__What you need to do__. For the material that follows, state how many lines contain the word "declare", and add nothing.

<<<<

PR #2669, opened 2021-03-03
code: rename by.html to by.web

noomorph:
- [x] This is a small change 

---

**Description:**

Per request of @OrenZak, I've renamed `by.html` matchers to `by.web`, and `by.html.selector` now is `by.web.cssSelector`.

### DIFF
--- a/detox/index.d.ts
+++ b/detox/index.d.ts
@@ -693,15 +693,15 @@ declare global {
             /**
              * Collection of web matchers
              */
-            readonly html: ByHtmlFacade;
+            readonly web: ByWebFacade;
         }
 
-        interface ByHtmlFacade {
+        interface ByWebFacade {
             /**
              * Find an element on the DOM tree by its id
              * @param id
              * @example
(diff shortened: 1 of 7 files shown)


detox/index.d.ts
```diff
@@ -1030,29 +1030,29 @@ declare global {
...
+             * @example await expect(webview.element(by.web.id('UniqueId205'))).not.toExist();
              */
             not: this;
 
             /**
              * Expect the element content to have the `text` supplied
              * @param text expected to be on the element content
              * @example
-             * await expect(webview.element(by.htmlId('UniqueId205'))).toHaveText('ExactText');
+             * await expect(webview.element(by.web.id('UniqueId205'))).toHaveText('ExactText');
```
OrenZak, line 1041: `webview.element` should be changed also to `web.element` right ?

noomorph: not necessarily, if you say `const webview = web(by.id('myWebView));` 
but to avoid confusion — yeah, better to do.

>>>>

__Response to the exercise__. 2